» What the exercise asks: Which lines of the entries below run from the one holding "- [x] Sending" to the one holding "Steakhouse USDC, fee", inclusive? Set down exactly those lines and no others.

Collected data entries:

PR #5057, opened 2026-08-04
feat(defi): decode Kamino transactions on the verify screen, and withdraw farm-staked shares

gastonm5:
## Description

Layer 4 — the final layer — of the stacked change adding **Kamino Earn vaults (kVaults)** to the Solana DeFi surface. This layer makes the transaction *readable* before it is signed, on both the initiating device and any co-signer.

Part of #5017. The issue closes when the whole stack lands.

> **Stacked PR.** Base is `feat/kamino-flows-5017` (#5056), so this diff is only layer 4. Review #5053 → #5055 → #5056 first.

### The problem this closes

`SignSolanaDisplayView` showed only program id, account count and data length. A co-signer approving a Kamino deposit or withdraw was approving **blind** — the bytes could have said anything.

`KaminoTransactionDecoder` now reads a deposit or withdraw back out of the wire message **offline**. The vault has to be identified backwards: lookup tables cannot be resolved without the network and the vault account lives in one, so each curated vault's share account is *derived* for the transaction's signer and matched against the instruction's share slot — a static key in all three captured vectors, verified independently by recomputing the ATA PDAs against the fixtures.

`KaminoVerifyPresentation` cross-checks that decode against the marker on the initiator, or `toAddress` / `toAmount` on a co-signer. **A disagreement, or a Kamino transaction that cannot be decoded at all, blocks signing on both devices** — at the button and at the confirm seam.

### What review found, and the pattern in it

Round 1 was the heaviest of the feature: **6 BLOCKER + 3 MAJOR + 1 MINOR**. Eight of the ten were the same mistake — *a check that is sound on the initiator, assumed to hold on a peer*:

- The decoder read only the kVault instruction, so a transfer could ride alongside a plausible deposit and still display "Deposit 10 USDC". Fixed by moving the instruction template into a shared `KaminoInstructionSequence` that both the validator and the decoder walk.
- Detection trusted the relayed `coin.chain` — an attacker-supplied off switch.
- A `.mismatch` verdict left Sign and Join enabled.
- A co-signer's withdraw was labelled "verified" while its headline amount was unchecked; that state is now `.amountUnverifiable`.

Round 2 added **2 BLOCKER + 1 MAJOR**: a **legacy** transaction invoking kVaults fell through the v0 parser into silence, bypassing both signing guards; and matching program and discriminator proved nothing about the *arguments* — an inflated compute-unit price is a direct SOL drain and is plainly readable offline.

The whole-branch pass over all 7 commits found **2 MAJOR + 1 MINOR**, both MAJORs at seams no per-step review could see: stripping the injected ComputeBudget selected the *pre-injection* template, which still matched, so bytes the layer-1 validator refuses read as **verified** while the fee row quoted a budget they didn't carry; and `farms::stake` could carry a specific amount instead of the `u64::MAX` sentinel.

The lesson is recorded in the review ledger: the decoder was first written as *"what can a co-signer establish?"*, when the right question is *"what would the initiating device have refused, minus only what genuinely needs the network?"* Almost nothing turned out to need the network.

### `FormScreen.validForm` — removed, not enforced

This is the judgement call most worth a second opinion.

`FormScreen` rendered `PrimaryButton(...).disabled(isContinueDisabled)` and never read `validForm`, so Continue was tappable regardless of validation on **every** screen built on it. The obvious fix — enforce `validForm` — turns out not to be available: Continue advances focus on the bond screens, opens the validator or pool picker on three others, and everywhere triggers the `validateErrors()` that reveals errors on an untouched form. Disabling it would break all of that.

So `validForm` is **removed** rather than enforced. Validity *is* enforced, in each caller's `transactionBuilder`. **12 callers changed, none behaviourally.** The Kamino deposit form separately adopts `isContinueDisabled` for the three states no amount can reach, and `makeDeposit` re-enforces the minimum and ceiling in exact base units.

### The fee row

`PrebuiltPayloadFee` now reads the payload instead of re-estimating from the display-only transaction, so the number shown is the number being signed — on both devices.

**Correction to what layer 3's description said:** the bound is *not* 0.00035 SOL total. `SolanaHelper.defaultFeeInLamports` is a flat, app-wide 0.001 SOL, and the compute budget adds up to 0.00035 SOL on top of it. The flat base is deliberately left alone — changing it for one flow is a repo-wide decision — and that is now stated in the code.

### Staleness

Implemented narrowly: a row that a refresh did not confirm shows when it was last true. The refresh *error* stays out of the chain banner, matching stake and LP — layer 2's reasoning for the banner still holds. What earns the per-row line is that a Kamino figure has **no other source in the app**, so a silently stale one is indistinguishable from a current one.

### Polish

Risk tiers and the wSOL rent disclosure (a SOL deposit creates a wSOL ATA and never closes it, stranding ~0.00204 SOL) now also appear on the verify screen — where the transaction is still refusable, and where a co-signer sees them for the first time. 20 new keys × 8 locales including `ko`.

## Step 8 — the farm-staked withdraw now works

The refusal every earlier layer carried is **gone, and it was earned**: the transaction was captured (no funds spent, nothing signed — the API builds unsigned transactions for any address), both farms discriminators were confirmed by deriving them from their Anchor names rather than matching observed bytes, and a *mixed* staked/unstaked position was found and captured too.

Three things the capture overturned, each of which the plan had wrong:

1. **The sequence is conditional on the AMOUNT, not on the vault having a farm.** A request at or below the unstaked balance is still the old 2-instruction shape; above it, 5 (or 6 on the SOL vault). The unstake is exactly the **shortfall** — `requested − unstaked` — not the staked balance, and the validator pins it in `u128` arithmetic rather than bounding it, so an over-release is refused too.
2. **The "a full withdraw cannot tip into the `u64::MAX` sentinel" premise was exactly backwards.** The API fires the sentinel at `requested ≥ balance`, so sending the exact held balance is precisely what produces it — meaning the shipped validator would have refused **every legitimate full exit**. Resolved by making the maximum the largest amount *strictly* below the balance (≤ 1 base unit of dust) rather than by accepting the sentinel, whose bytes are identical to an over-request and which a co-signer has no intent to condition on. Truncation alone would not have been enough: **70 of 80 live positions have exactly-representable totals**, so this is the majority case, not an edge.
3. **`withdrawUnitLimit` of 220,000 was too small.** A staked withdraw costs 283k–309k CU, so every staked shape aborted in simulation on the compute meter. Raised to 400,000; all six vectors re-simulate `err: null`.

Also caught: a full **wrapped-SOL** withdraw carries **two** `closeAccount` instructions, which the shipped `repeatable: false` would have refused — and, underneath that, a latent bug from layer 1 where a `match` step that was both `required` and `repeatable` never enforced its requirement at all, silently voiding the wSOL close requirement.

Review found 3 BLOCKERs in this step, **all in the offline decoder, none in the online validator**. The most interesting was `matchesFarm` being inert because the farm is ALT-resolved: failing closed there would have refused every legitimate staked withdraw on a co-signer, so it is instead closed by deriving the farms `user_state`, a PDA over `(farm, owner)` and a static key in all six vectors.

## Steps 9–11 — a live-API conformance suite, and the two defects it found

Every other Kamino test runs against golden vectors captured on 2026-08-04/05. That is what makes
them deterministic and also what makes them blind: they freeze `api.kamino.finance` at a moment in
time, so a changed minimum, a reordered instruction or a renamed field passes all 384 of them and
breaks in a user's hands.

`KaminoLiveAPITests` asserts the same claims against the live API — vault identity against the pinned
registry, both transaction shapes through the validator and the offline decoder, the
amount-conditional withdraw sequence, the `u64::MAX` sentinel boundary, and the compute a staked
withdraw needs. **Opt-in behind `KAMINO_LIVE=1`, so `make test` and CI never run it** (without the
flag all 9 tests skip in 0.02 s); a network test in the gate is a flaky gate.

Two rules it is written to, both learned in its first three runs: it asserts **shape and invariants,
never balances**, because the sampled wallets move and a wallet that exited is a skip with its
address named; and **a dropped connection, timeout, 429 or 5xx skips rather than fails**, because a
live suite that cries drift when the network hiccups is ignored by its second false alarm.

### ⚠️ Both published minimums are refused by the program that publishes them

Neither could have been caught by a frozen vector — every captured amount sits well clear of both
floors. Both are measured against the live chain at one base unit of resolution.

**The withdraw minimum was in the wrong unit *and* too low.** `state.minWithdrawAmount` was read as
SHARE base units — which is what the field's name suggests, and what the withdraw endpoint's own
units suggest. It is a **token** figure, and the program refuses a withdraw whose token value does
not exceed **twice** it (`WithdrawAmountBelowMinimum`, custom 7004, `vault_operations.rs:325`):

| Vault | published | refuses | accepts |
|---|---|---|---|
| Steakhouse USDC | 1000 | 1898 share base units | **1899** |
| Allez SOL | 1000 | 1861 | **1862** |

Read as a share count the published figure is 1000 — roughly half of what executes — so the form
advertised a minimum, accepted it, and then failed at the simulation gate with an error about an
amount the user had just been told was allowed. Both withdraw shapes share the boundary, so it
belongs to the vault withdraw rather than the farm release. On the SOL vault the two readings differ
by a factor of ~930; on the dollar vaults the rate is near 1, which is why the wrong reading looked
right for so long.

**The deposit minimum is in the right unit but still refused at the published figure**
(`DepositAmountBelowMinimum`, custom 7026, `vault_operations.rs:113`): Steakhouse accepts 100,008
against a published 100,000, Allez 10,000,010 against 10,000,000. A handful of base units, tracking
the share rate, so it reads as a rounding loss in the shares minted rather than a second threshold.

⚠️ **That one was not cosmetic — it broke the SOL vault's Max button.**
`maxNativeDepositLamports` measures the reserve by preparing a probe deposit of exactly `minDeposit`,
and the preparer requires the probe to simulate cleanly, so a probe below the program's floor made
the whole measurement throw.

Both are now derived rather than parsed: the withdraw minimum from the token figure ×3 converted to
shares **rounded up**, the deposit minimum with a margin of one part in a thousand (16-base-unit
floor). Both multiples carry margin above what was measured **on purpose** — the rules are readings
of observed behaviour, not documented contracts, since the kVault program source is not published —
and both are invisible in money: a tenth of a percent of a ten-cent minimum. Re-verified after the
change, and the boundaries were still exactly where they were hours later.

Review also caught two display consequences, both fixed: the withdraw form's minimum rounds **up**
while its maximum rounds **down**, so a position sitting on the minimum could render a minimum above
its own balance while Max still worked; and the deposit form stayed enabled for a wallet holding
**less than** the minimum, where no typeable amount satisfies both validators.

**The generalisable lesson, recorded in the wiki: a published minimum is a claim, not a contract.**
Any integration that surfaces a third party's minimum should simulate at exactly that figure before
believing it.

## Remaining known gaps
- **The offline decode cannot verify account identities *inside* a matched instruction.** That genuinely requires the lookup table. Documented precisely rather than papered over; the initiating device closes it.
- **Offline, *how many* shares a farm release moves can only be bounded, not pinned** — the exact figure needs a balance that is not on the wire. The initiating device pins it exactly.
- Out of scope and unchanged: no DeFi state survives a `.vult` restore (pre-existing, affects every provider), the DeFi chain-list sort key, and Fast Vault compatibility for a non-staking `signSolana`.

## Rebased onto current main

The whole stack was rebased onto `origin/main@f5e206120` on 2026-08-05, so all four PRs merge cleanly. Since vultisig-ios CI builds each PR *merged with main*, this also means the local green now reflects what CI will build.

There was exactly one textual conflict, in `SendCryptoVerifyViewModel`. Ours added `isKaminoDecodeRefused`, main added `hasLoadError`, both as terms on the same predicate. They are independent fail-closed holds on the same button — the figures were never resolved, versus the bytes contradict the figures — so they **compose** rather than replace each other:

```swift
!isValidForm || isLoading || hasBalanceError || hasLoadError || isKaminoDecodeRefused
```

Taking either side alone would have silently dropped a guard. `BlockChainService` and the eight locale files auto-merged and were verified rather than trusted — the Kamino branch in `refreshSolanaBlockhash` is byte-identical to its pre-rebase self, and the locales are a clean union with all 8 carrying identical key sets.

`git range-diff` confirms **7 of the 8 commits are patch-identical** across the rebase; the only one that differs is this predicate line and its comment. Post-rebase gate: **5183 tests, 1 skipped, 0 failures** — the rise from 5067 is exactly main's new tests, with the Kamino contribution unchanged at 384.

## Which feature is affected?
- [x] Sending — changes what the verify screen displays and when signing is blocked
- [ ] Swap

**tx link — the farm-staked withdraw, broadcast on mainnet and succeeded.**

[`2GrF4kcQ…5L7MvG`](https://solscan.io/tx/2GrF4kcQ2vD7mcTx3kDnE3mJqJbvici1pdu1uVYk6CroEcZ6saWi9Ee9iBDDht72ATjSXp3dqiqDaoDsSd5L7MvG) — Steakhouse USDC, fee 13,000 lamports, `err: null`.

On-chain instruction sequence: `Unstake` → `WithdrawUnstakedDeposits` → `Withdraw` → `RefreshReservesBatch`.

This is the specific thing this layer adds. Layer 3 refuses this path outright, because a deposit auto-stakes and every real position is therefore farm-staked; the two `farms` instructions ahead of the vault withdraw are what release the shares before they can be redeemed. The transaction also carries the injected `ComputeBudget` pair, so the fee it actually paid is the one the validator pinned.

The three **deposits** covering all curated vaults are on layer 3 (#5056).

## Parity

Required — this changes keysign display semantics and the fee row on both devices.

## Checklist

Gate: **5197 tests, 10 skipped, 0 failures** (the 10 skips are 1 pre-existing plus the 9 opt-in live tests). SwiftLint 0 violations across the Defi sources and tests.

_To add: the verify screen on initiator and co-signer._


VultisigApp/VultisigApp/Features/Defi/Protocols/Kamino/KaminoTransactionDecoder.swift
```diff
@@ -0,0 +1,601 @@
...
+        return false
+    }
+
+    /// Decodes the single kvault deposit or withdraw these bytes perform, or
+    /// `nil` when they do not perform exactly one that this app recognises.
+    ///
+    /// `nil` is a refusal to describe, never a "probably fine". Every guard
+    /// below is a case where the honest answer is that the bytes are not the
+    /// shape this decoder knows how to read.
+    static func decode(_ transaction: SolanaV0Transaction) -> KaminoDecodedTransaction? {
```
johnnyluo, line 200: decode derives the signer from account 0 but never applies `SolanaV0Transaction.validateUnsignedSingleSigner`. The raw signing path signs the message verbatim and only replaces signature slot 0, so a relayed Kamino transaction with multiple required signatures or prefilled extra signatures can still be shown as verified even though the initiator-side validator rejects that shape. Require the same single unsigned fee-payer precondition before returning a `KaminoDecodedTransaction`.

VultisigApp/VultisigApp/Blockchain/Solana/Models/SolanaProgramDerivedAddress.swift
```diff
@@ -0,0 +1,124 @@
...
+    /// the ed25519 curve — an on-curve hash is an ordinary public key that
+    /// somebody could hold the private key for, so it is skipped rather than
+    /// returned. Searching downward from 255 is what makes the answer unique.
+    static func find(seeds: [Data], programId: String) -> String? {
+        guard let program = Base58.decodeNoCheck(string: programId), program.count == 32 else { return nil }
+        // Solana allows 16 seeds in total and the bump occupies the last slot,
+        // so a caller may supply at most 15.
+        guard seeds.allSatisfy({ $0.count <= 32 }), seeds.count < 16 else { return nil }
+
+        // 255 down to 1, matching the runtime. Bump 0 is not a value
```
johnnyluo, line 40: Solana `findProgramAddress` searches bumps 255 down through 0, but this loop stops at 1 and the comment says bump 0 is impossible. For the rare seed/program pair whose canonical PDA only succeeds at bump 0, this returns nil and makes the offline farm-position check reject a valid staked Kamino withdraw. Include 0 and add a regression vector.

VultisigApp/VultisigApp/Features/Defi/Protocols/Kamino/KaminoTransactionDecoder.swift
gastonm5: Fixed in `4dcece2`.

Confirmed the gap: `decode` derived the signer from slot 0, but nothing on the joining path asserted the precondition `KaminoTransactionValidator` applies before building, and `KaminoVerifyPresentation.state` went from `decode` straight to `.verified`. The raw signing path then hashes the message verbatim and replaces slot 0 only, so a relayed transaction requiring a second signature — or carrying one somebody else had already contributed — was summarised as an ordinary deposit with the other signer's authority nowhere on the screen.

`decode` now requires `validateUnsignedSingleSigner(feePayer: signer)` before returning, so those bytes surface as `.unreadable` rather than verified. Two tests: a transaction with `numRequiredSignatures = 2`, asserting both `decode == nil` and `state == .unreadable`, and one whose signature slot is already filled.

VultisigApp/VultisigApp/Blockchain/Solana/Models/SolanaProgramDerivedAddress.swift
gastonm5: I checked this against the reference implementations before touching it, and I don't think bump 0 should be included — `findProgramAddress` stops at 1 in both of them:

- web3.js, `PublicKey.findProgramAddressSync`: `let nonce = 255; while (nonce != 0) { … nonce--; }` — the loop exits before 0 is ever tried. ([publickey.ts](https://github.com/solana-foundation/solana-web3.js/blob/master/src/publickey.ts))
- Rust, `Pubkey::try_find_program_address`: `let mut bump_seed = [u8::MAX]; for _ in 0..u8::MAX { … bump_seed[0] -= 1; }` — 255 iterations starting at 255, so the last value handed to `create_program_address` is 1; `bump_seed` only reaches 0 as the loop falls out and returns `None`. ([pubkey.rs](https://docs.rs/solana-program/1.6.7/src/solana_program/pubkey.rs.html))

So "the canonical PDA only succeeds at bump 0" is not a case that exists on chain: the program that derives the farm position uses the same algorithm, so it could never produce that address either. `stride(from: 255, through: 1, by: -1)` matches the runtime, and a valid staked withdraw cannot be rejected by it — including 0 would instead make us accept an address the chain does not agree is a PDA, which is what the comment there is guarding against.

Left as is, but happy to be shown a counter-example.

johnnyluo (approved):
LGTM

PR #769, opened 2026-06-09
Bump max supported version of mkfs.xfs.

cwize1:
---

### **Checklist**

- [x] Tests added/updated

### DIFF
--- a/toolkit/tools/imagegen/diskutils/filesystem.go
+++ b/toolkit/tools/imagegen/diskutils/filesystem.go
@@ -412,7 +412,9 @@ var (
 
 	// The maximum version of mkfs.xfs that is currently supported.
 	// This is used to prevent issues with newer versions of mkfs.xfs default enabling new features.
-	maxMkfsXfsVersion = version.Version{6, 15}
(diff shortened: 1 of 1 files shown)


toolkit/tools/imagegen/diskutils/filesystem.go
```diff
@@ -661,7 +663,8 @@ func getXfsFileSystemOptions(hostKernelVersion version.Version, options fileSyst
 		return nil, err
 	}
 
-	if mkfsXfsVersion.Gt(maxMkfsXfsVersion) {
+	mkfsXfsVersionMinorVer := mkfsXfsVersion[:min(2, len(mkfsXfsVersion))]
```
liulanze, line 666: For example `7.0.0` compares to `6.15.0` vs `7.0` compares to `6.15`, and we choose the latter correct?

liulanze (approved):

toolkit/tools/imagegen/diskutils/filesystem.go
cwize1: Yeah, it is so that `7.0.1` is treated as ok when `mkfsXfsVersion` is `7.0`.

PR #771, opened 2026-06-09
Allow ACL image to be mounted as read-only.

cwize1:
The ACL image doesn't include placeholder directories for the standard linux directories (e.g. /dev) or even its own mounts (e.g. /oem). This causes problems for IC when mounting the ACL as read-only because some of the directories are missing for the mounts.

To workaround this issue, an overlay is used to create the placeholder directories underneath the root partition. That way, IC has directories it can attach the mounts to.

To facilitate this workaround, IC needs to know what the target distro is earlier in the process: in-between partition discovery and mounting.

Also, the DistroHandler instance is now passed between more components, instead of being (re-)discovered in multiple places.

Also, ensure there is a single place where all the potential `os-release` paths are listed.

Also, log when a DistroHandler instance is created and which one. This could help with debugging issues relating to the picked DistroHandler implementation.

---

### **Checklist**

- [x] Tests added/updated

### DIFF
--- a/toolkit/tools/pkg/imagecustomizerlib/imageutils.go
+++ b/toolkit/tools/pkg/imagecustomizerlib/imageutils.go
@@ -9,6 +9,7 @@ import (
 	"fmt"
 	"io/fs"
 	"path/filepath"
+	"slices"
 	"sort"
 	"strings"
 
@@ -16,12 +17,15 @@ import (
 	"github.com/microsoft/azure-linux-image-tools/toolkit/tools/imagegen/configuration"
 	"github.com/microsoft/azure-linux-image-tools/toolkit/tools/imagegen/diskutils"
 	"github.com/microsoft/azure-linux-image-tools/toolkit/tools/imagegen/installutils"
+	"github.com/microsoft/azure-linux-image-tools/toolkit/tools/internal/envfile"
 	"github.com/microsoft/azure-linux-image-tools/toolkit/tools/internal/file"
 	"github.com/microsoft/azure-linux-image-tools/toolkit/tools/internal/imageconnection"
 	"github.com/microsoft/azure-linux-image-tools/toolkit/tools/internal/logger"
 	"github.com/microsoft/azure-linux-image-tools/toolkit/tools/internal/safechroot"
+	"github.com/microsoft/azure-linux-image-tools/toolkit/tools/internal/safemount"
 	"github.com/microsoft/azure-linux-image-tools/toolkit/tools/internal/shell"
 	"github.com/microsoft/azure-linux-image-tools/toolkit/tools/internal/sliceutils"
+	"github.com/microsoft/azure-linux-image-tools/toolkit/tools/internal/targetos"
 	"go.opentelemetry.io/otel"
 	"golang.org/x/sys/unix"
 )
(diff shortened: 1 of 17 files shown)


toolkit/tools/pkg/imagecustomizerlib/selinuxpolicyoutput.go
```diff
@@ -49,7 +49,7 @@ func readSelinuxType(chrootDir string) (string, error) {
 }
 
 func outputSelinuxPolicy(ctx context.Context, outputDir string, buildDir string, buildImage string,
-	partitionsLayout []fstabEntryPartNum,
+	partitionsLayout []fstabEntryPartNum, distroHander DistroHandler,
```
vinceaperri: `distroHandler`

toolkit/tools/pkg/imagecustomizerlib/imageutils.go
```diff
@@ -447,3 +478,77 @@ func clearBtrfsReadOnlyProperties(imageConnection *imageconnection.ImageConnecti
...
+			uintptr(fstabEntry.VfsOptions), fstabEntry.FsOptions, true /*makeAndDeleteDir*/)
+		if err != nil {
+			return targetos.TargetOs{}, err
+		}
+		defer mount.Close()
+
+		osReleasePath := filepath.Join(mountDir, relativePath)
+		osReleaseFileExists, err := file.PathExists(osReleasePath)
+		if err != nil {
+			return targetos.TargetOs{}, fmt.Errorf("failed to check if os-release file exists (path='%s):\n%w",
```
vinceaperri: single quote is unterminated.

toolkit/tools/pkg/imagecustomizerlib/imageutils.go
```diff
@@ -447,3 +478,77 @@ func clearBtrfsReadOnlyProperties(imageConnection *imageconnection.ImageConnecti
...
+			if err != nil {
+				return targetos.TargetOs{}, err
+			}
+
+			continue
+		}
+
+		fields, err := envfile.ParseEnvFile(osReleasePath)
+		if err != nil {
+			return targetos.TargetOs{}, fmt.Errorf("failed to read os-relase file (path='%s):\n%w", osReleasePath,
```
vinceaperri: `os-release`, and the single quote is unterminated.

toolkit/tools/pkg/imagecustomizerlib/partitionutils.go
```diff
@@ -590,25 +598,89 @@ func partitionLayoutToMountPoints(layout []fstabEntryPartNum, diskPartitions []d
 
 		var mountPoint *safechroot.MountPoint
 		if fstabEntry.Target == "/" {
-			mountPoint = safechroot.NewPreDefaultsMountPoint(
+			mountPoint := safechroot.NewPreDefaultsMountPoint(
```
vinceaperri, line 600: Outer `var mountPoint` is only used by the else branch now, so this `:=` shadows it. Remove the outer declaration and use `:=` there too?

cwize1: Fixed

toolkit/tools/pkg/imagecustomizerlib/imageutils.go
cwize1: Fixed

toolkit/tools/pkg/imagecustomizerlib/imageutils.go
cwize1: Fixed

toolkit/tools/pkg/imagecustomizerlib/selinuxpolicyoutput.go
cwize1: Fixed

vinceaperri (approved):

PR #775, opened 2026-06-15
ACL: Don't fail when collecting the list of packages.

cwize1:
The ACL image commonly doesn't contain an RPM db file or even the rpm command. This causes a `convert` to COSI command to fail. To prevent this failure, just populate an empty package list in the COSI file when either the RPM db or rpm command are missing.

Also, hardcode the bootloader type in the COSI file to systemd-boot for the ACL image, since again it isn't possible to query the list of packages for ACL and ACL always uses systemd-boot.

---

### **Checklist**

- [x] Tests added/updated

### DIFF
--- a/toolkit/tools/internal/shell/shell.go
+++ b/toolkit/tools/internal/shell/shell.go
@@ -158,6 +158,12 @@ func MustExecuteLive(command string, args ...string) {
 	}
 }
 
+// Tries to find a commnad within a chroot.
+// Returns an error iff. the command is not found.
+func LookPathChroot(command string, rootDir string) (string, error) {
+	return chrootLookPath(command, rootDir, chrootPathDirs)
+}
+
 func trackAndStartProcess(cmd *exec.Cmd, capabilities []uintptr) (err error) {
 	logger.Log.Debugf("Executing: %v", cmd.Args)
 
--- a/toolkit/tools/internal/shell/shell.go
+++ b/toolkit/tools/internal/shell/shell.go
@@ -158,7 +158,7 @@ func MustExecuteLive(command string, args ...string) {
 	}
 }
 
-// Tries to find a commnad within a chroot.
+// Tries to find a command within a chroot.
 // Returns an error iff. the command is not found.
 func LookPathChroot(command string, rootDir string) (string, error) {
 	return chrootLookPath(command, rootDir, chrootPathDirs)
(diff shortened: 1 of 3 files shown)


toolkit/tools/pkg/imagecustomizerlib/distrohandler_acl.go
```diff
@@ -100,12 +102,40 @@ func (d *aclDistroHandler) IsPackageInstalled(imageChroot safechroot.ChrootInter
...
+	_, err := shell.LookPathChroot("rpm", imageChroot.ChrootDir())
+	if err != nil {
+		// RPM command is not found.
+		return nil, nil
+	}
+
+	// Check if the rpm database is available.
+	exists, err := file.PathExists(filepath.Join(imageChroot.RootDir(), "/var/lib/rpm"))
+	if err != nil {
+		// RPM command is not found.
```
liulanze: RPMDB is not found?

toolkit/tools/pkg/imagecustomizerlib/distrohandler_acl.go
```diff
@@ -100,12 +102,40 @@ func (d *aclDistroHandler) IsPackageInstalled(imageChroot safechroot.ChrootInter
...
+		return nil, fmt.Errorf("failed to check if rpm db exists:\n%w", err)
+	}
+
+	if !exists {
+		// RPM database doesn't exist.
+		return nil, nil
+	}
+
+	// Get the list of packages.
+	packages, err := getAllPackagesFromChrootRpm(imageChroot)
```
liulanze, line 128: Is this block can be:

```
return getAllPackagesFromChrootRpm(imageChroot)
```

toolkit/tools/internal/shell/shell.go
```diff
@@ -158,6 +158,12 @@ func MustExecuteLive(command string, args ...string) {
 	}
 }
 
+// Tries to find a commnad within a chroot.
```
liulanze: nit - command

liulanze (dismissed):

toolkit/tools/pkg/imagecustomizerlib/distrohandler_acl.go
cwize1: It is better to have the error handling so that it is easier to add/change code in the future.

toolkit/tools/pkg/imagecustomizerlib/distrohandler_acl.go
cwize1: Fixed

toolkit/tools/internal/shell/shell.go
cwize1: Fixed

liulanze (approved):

» Exercise result:
- [x] Sending — changes what the verify screen displays and when signing is blocked
- [ ] Swap

**tx link — the farm-staked withdraw, broadcast on mainnet and succeeded.**

[`2GrF4kcQ…5L7MvG`](https://solscan.io/tx/2GrF4kcQ2vD7mcTx3kDnE3mJqJbvici1pdu1uVYk6CroEcZ6saWi9Ee9iBDDht72ATjSXp3dqiqDaoDsSd5L7MvG) — Steakhouse USDC, fee 13,000 lamports, `err: null`.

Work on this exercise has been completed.